Como si fuera un reflejo cristalino, al igual que Berenice, los demás vendedores malgastan su tiempo, contemplan la paz y tranquilidad de un día 28 sin creyentes, sin devotos, sin católicos, sin clientes.
Uno que otro despistado se ha dado cita en la Iglesia de San Hipólito para, según ellos, dar gracias por los favores que les cumple el santo.
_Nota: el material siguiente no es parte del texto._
PR #838, opened 2017-12-04
displaying copyright data to approvers

jenlindner:
Fixes #827. This code didn't make it into the release, so I'm submitting another PR. Also I think I have the spec that covers it written better, and it's passing for me locally.

### DIFF
--- a/app/models/solr_document.rb
+++ b/app/models/solr_document.rb
@@ -104,4 +104,16 @@ class SolrDocument
   def rights_statement
     self[Solrizer.solr_name('rights_statement')]
   end
+
+  def copyright_question_one
+    self[Solrizer.solr_name('copyright_question_one')]
+  end
+
+  def copyright_question_two
+    self[Solrizer.solr_name('copyright_question_two')]
+  end
+
+  def copyright_question_three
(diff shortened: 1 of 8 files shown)


app/models/solr_document.rb
```diff
@@ -104,4 +104,16 @@ def research_field
   def rights_statement
     self[Solrizer.solr_name('rights_statement')]
   end
+
+  def copyright_question_one
+    self[Solrizer.solr_name('copyright_question_one')]
+  end
+
+  def copyright_question_two
+    self[Solrizer.solr_name('copyright_question_two')]
```
val99erie: I know that you are just copying the existing pattern in this file, but we should try to avoid using `Solrizer.solr_name`.  There is an email thread on samvera-tech that points out that it is a performance problem.
https://groups.google.com/forum/?hl=en#!topic/samvera-tech/uMGYsFDFyno

So, instead of:
`self[Solrizer.solr_name('copyright_question_two')]`
We should just use:
`self['copyright_question_two_tesim']`

I'll merge this PR as-is, but keep that in mind for the future.

PR #873, opened 2018-02-03
Remove remaining resque remnants

bess:
Add back the gems that resque-web required
that we had come to expect be part of our
package.


Gemfile
```diff
@@ -29,24 +29,19 @@ gem 'omniauth-shibboleth', '~> 1.2', '>= 1.2.1'
...
 gem 'rubyzip'
 gem 'sanitize'
 # Use SCSS for stylesheets
 gem 'sass-rails', '~> 5.0'
-# Need to constrain the version of Sinatra for resque-web, see https://github.com/sinatra/sinatra/issues/1055
 gem 'sidekiq'
-gem 'sinatra', '2.0.0.rc2'
 # Use sqlite3 as the database for Active Record
 gem 'sqlite3'
 gem 'therubyracer'
```
jenlindner: Can you remove this? I believe node.js is part of our default server build which obviates the need for this gem.

PR #2331, opened 2025-01-06
jenkins script to check for duplicate data table entries

cat-bro:
If a data table is added to cvmfs with an entry that matches an existing one from GA's custom indices data, jobs will fail and users won't report it for ages. This has happened recently with interproscan, eggnog and bwameth.

Jenkins can run this script every day and post an alert if there are dupicate keys.


jlqfab (approved):
LGTM!

PR #2335, opened 2025-01-09
Update tools.yml

igormakunin2:
limit for fastani: four concurrent jobs per user was added


cat-bro (approved):
Thanks @igormakunin2 !

PR #2337, opened 2025-01-09
rebuild pulsar-mel3

cat-bro:
Pulsar-mel3 cluster with a new VM for NFS. The original volume has been imported so that we don't have to rsync the custom indices data again. The pulsar app and files will be on a fresh volume.


jlqfab (approved):
LGTM

jlqfab (approved):
Looks good to go as far as I can see.

PR #2347, opened 2025-01-17
set default for variable

cat-bro:
quick fix


cat-bro:
this is lazy but so is the existence of the variable 'is_galaxy_head_node' which I'd like to factor out. For the moment, can accumulate debt

jlqfab (approved):

PR #2352, opened 2025-01-23
fix update-roles bug

cat-bro:
this has been bugging out when it encounters a new role in requirements.yml


jlqfab (approved):
Good catch!

PR #2363, opened 2025-01-30
All tools can have _JAVA_OPTIONS

cat-bro:
a bunch of pilon jobs failed because the tool had the `_JAVA_OPTIONS` environment variable but not the `SINGULARITYENV__JAVA_OPTIONS` environment variable.

All tools can have java options set - they won't be used if it's not a java tool anyway. The lack of propagation of regular environment variables for container jobs is annoying but easy enough to get around if the variable can be put on the default tool like this.


jlqfab (approved):
Looks good!

jlqfab:
Actually, just realised this will set `-Xmx` to the default memory, won't it?

PR #2387, opened 2025-02-07
Move subdomains switcher function to script.js.j2 template

neoformit:
This should fix the site switcher on 24.2 - still not clear to me why but it seems like the `function` property in the webhooks `config.yml` no longer works, though it is still used in some of the [demo webhooks](https://github.com/galaxyproject/galaxy/blob/dev/config/plugins/webhooks/demo/tool_list/config.yml#L9). It wouldn't even do a `console.log("HELLO WORLD")` in my testing. Maybe worth pinging matrix or galaxyproject github to see if they're aware?

FYI I tested this on 24.2 only but I think it should be backwards compatible.


cat-bro:
LGTM and sounds like it would be worth letting galaxy know about the demo webhooks.

cat-bro (approved):

PR #2393, opened 2025-02-10
Switch toolmsg to type 'onload'

neoformit:
This one was easier - it still works on 24.2 but I changed it to `type: onload` to get rid of the blank button in the masthead.


cat-bro (approved):
Thank you @neoformit !

PR #2402, opened 2025-02-12
Version webhooks for galaxy 24.2

neoformit:
I think this should allow us to version webhooks more easily? Also good for other Galaxies that have used these webhooks, so they can clearly see the difference here.


cat-bro:
So @neoformit I can merge this, then tomorrow change webhooks_plugins on production to the _24.2 suffix ones?

neoformit:
Yes, I think that should work!

cat-bro (approved):

PR #2411, opened 2025-02-17
Fix subdomain name typo

neoformit:
Sorry, I called it `microgalaxy` instead of `microbe`


cat-bro:
could you please also add this to host_vars/dev.gvl.org.au.yml certbot_domains?

cat-bro (approved):

PR #2449, opened 2025-03-06
add data27

cat-bro:
Create a data27 directory and remove explicit setting of job_working_directory since the default is now the right one in every case.


cat-bro:
For posterity, this PR was once going to create two object store backends for data27: one for slurm jobs with normal job working directory, one for pulsar jobs with job working directory on the user disk.

I'm abandoning that because it puts a pattern in place that is going to make it much harder to bring in scratch quotas. It would be preferable to be able to override `job_working_directory` in TPV regardless of where the user data was being written to.

This would be ideal:
```
# separate galaxy location for pulsar job JWDs close to upload store
galaxy_pulsar_job_working_directory: "{{ upload_store_volume_dir }}/pulsar_jwds"

host_galaxy_extra_dirs:
  - "{{ galaxy_pulsar_job_working_directory }}"
  ```

PR #597, opened 2018-10-12
Social tags

ChefAndy:
- put the meta tags in main_base.html in capweb and api.html and in capapi
- Set up capweb views to pass the image, title and description information
- overrode BrowsableAPIRenderer.get_context() to include appropriate, resource-specific values for title and description
- Added title and description to HTMLrenderer's context
- made a template tag to get an absolute static URL
- took basic screenshots for most pages as og_image or twitter card images


capstone/capweb/views.py
```diff
@@ -58,16 +65,29 @@ def contact(request):
 
     return render(request, 'contact.html', {
         "form": form,
-        "email": settings.DEFAULT_FROM_EMAIL
+        "email": settings.DEFAULT_FROM_EMAIL,
+        'page_image': 'img/og_image/contact.png',
+        'page_title': 'Contact Caselaw Access Project',
+        'page_description': 'Email us at info@example.com or fill out this form. '
```
jcushman, line 71: I think we want `settings.DEFAULT_FROM_EMAIL` instead of `info@example.com` here ...

PR #600, opened 2018-10-15
Fix label for Missouri

jcushman:


jcushman:
(This failed because #599 hasn't been merged yet, but should be fine to pull anyway.)

PR #605, opened 2018-10-15
Update jurisdictions for American Tribal Law Reporter

jcushman:


jcushman:
Hmm ... some sort of Travis error. Replacing my totally wrong code with correct code didn't seem to work. I'm going to try replacing the correct code with even more correct code.

PR #620, opened 2018-10-17
Add tsv column back to CaseText; use rum-friendly result ordering

jcushman:


jcushman:
I'll just kick this off so it can run overnight ...

PR #661, opened 2018-10-30
fix - washington slug in map

anastasia:


jcushman:
Now conflicted by witchcraft. :)

PR #671, opened 2018-10-30
Design tweaks

anastasia:
lots of little fixes including weird title breaks on small screens (cc @abziegler)


anastasia:
screen shot 2018-10-30 at 4 28 08 pm

PR #688, opened 2018-11-02
Update to Ubuntu 16.04 (xenial)

arichiv:
Poking around to see what can be done :-)


jcushman:
Hi, Ari! Thanks for poking around. Right now our production servers are Debian Stretch/Python 3.5/Postgres 9.6, so we're getting as close to that as we can with Docker and Travis. (Docker doesn't have an official `python:3.5-stretch` so we fudge that one.) Definitely on the docket to upgrade production to Py3.7/Postgres 11.

arichiv:
Got it, thanks!

PR #689, opened 2018-11-02
Switch to python3.5-stretch

arichiv:
It looks like there is a 3.5-stretch now! https://github.com/docker-library/python/tree/master/3.5/stretch

In https://github.com/harvard-lil/capstone/pull/688 you mentioned a desire to keep versions as close to lockstep as possible


jcushman:
Thanks, looks like they added this in July!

La mayoría de ellos pega su cabeza a las rejas y cierra los ojos para hacer sus oraciones, después de cinco o diez minutos se persignan y se van.
Joaquín es uno de los despistados que por ningún motivo, así sea correr el riesgo de infectarse o contagiar a alguien con el virus de la influenza, se pierde la visita de cada mes.
Desde su llegada al recinto llamó la atención de las demás personas debido a su singular apariencia: pantalón tipo cholo con una de sus mangas doblada hasta la rodilla, botas de suela ancha color miel, cinturón blanco con hebilla en forma de estrella que se vería desde la otra esquina, una playera blanca sin mangas, un desfile de rosarios de todos colores alrededor del cuello, tatuajes en los brazos, de esos hechos de mala gana y pésima calidad.
Lleva un corte de pelo tipo reguetonero y, por supuesto, una réplica de aproximadamente un metro de alto de San Judas.
¿Vienes por alguna razón especial a rezarle a San Judas?
Pues a rezarle junto con mi novia, para que ya no vuelva a caer en las drogas. No falto cada 28 a la iglesia.
¿Cuál es tu estado civil? –en espera de una respuesta rutinaria, surge otra pregunta-.
“¿Qué? ¿Cómo? ¿Si soy estudiante? ¿O cómo?”; después de una breve explicación, su sonrisa y la de su novia tratan de aminorar la evidente ignorancia.
Un día poco común para los vendedores y los fieles asiduos a la Iglesia de San Hipólito. Triste para los vendedores que no han podido vender sus productos, pero aun más frustrante para los creyentes que tendrán que esperar más tiempo para besarle los pies al santo, al menos hasta la próxima apertura del templo, que ocurriría casi dos semanas después. La fe tendrá que esperar.